# West side of Germany



## chilly (Apr 20, 2007)

I know it's a fairly broad question but has anyone got any recommendations for nice towns/places of interest reasonably close to the west border of Germany?
Say, west of a rough line between Bremen, Frankfurt and Stuttgart. I'm thinking countryside / smaller towns rather than Citys. Probably not as far south as The Black Forrest
TIA Chris


----------



## rayc (Jun 3, 2008)

chilly said:


> I know it's a fairly broad question but has anyone got any recommendations for nice towns/places of interest reasonably close to the west border of Germany?
> Say, west of a rough line between Bremen, Frankfurt and Stuttgart. I'm thinking countryside rather than Citys. Probably not as far south as The Black Forrest
> TIA Chris


Your area includes the Mosel so plenty of choice there. There is also a very good stelplatz at Saarburg with its waterfall in the middle of the town.


----------



## HermanHymer (Dec 5, 2008)

I can't blow up your map (campsite internet through a straw) but I like Cochem on the Moselle and Bacharach on the Rhine, both traditional 'tourist traps' but which interesting places aren't?


----------



## chilly (Apr 20, 2007)

Thanks. 
Looks like a tour along the Mosel looks like a good plan :smile2:


----------



## rayc (Jun 3, 2008)

chilly said:


> Thanks.
> Looks like a tour along the Mosel looks like a good plan :smile2:


Try our favourite stelplatz at Losnich. Great river side location with EHU if you want it. Our favourite weinmeister Jurgen Roth lives there, if you get a chance go to his wein keller.


----------



## powerplus (Oct 6, 2014)

hi all

not sure where exactly they are

but as a young sprog i went to the places below mind you it was nearly 60 years ago my mum is german and dad was stationed in germany

drachenfelz
monersee dam
hamelin


memories

barry


----------



## EJB (Aug 25, 2007)

Stepping just over your line to Hannover and Celle would be worthwhile:wink2:


----------



## goho51 (Nov 16, 2013)

If you like cycling try the Stellplatz at Gangelt. Water park next door, restaurant next door. Its right on the border between Germany, Holland and Belgium so easy trips to say The Eifel and over to the Ardennes in Belgium. It's run as a type of enterprise to help disadvantaged people, some with learning difficulties. Great idea and great little spot.


----------



## GMJ (Jun 24, 2014)

Munster is nice and worth a visit.


Graham :smile2:


----------



## UnaDavidson (Aug 10, 2021)

I will recommend traveling by car train there. There are many places to see, considering that just Frankfurt is one the most popular tourist attraction.


----------



## GMJ (Jun 24, 2014)

A blast from the past considering the thread is from 2018!

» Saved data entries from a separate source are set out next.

PR #433, opened 2020-07-02
Add ability to access all samples

antalszava:
**Context:**
SF allows having multiple measurements on a single mode for memory efficiency. The `Result.samples` attribute stores the samples obtained. This array has a shape of `(shots, modes)` and stores the outcome of the last measurement for each mode.

However, it can be desired to access the outcome of preceding measurements and not just the last.

Adds the instance attribute `_all_samples` to the `LocalEngine` class, a list that stores `(register index, outcome)` tuples. This attribute can be accessed by `eng._all_samples`.

**Benefits:**
All measurement outcomes are accessible.

For example:
```python
import strawberryfields as sf
from strawberryfields.backends.base import BaseBackend


prog = sf.Program(5)

eng = sf.Engine("gaussian", backend_options={"cutoff_dim": 6})

with prog.context as q:
    ops.MeasureFock() | q[2]
    ops.MeasureFock() | (q[1], q[3])
    ops.MeasureX | q[2]

result = eng.run(prog)

# Check that the number of all the samples equals to the number
# of measurements
assert len(eng._all_samples) == 4

print(eng._all_samples)
```
Can output:
```
[(2, 0), (1, 0), (3, 0), (2, -1.6111120837627806)]
```

**Possible Drawbacks:**
There might be solutions which integrate more naturally with the UI for Strawberry Fields. An alternative could be changing from returning samples of `(shots, modes)` to `(shots, measured_modes)`.

Therefore this feature is more for advanced access.

**Related GitHub Issues:**
N/A

### DIFF
--- a/strawberryfields/engine.py
+++ b/strawberryfields/engine.py
@@ -316,7 +316,7 @@ class LocalEngine(BaseEngine):
     """
 
     def __init__(self, backend, *, backend_options=None):
-        self._all_samples = []
+        self._all_samples = {}
         backend_options = backend_options or {}
         super().__init__(backend, backend_options)
 
@@ -324,7 +324,7 @@ class LocalEngine(BaseEngine):
         return self.__class__.__name__ + "({})".format(self.backend_name)
 
     def reset(self, backend_options=None):
-        self._all_samples = []
+        self._all_samples = {}
         backend_options = backend_options or {}
         super().reset(backend_options)
         self.backend.reset(**self.backend_options)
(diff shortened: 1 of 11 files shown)


tests/frontend/test_engine.py
```diff
@@ -209,6 +209,67 @@ def test_measuring_same_modes(self, eng):
...
+
+        result = eng.run(prog)
+
+        # Check that the number of all the samples equals to the number
+        # of measurements
+        assert len(eng._all_samples) == 4
+
+        correct_samples = [(2, 0), (1, 0), (3, 0), (2, 1)]
+
+        assert [(i,bool(j)) for i,j in eng._all_samples] == correct_samples
```
nquesada, line 249:
```suggestion
        assert [(i, bool(j)) for i, j in eng._all_samples] == correct_samples
```

strawberryfields/engine.py
```diff
@@ -335,11 +337,22 @@ def _run_program(self, prog, **kwargs):
...
+                    # Store the measurement outcomes such that not only the last outcome is retrievable
+                    for ind, reg in enumerate(cmd.reg):
+                        # Retrieve the index and the value
+                        # Values are stored in a nested sequence
+                        tup = (reg.ind, val[0][ind])
+                        self._all_samples.append(tup)
+
                     for i, r in enumerate(cmd.reg):
                         if batches:
                             samples_dict[r.ind] = val[:, :, i]
```
thisac, line 358: This can probably be combined into the same for-loop. Also, this would only work for single-shot, and not at all with batches, right? Since you're only choosing the first index of `val`.

```suggestion
                    for i, r in enumerate(cmd.reg):
                        # Retrieve the index and the value
                        # Values are stored in a nested sequence
                        tup = (reg.ind, val[0][ind])
                        self._all_samples.append(tup)
                        
                        if batches:
                            samples_dict[r.ind] = val[:, :, i]
```

antalszava: Oh, this slipped my mind entirely! :sweat_smile: thank you :heart_eyes: :blush:

antalszava:
@thisac thanks for the comments, they helped a lot! :blush: changed to having a dictionary for bookkeeping (went with having lists as values as we could expect them to be mutated) and added tests on multiple shots and batches.

josh146:
Hi @antalszava, it looks good to me, but I have one suggestion --- can we store all the samples in the created results object? There will likely be use cases in the future where the user has access to the results, but not the engine (and it seems the natural place to store all the samples)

Not sure how a motorhome would fare on a car train tbh....


----------



## MrWez (Sep 25, 2011)

Koblenz, right on the confluence of the Mosel and the Rhine, there's a stellplatz next to the campsite, both are right on the river (you can catch a ferry across the river to the city). The stellplatz fills up quickly as does the campsite.


Celle is just down the road from Bergen-Belsen, there's a visitor centre there now which is very thought provoking.


----------



## GMJ (Jun 24, 2014)

I imagine that the OP has this sorted now...as the thread was from 2018!


----------



## MrWez (Sep 25, 2011)

GMJ said:


> I imagine that the OP has this sorted now...as the thread was from 2018!


I hate it when that happens!

Must remember to look at the dates, must remember to look at the dates, must remember...


----------



## Glandwr (Jun 12, 2006)

Surprised that there is no mention of the Black Forest, The Bodensee (Lake Constance) or the Romantic Road ( Romantische Straße) so far on this thread. All of which I found wonderful Rothenberg OT is magical as are the Bavaria royal palaces, like something out of Walt Disney . Arrive late in the day, stay in the Stellplaz just outside the gates and go in after dusk when all the tourist buses have left.


----------



## EJB (Aug 25, 2007)

It's the same as the question...which does appear....*"Can someone recommend a campsite in Germany?"*
Although in this case it is only half of Germany!!!!


----------